From the first line onward, reproduce the records exactly; the final line to include is the one holding "I use the ThreatFox".

[[ Source material, beginning ]]

PR #13501, opened 2023-11-16
rec: introduce a setting to allow RPZ duplicates, including a dup handling fix

### LINKED ISSUE #12842: Duplicate entries in RPZ files should be ignored
- Program: Recursor
 - Issue type: Feature request

### Short description
Loading a RPZ file with duplicate entries should not prevent loading that file

### Usecase
I use the ThreatFox RPZ zone file from abuse.ch to block C&C domains. The file sometimes contains duplicate entries. 

### Description
Loading a RPZ file containing duplicate entries should not fail with `msg="Exception while loading RPZ zone from file" error="Adding a QName-based filter policy of kind . but a policy of kind . already exists for the following name: soul-kissed.org" subsystem="luaconfig" level="0" prio="Error" tid="0" ts="1684447502.277" file="/etc/powerdns/threatfox.rpz`
It should instead ignore the duplicate entries, write a warning and finish loading the file

omoerbeek:
First the fix: the 2nd dup check in both `addNameTrigger` and `addNetmaskTrigger` was lacking a `!` I believe (unless I am misunderstanding things, so double check please!). While there, also fix the exception strings that were mixing up the new and existing policies.

Add a regress checks for that case, and also for the newly introduced `ignoreDuplicates` flag. Plus an example file from the draft for good measure.

Fixes #12842

### Checklist

I have:
- [X] compiled this code
- [X] tested this code
- [ ] documented the code

### DIFF
--- a/pdns/recursordist/docs/lua-config/rpz.rst
+++ b/pdns/recursordist/docs/lua-config/rpz.rst
@@ -156,7 +156,14 @@ includeSOA
 .. versionadded:: 4.9.0
 
 Include the RPZ's SOA record to the reply's additional section if modified by a policy hit.
-Defaults to ``no``.
+Defaults to ``false``.
+
+ignoreDuplicates
+^^^^^^^^^^^^^^^^
+.. versionadded:: 5.0.0
+
+When loading an RPZ, ignore duplicate entries.
+Defaults to ``false``, duplicate entries will cause failure to load the zone.
 
 maxTTL
 ^^^^^^
--- a/pdns/recursordist/docs/lua-config/rpz.rst
+++ b/pdns/recursordist/docs/lua-config/rpz.rst
@@ -162,7 +162,7 @@ ignoreDuplicates
 ^^^^^^^^^^^^^^^^
 .. versionadded:: 5.0.0
 
-When loading an RPZ, ignore duplicate entries.
+When loading an RPZ, ignore duplicate entries, keeping only the first one present in the zone.
 Defaults to ``false``, duplicate entries will cause failure to load the zone.
 
 maxTTL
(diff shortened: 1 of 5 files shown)


pdns/recursordist/test-rpzloader_cc.cc
```diff
@@ -37,4 +40,135 @@ BOOST_AUTO_TEST_CASE(test_rpz_loader)
...
+                       "25.128.2.0.192.rpz-ip       MX      20 mx2.example.com\n"
+                       "25.128.2.0.192.rpz-ip       TXT     \"Contact Central Services\"\n"
+                       "25.128.2.0.192.rpz-ip       TXT     \"Your system is infected.\"\n";
+
+  auto rpz = makeFile(lines);
+
+  ::arg().set("max-generate-steps") = "1";
+  ::arg().set("max-include-depth") = "20";
+  auto zone = std::make_shared<DNSFilterEngine::Zone>();
+  cerr << "rpz " << rpz << endl;
```
rgacogne, line 111: This should go.

pdns/recursordist/docs/lua-config/rpz.rst
```diff
@@ -156,7 +156,14 @@ includeSOA
...
 
 Include the RPZ's SOA record to the reply's additional section if modified by a policy hit.
-Defaults to ``no``.
+Defaults to ``false``.
+
+ignoreDuplicates
+^^^^^^^^^^^^^^^^
+.. versionadded:: 5.0.0
+
+When loading an RPZ, ignore duplicate entries.
```
rgacogne, line 165:
```suggestion
When loading an RPZ, ignore duplicate entries, keeping only the first one present in the zone.
```

rgacogne (approved):
One left-over debug line that should be removed before merging, and a documentation suggestion, looks good to me otherwise.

[[ Source material, end ]]

• **Exercise result**
PR #13501, opened 2023-11-16
rec: introduce a setting to allow RPZ duplicates, including a dup handling fix

### LINKED ISSUE #12842: Duplicate entries in RPZ files should be ignored
- Program: Recursor
 - Issue type: Feature request

### Short description
Loading a RPZ file with duplicate entries should not prevent loading that file

### Usecase
I use the ThreatFox RPZ zone file from abuse.ch to block C&C domains. The file sometimes contains duplicate entries. 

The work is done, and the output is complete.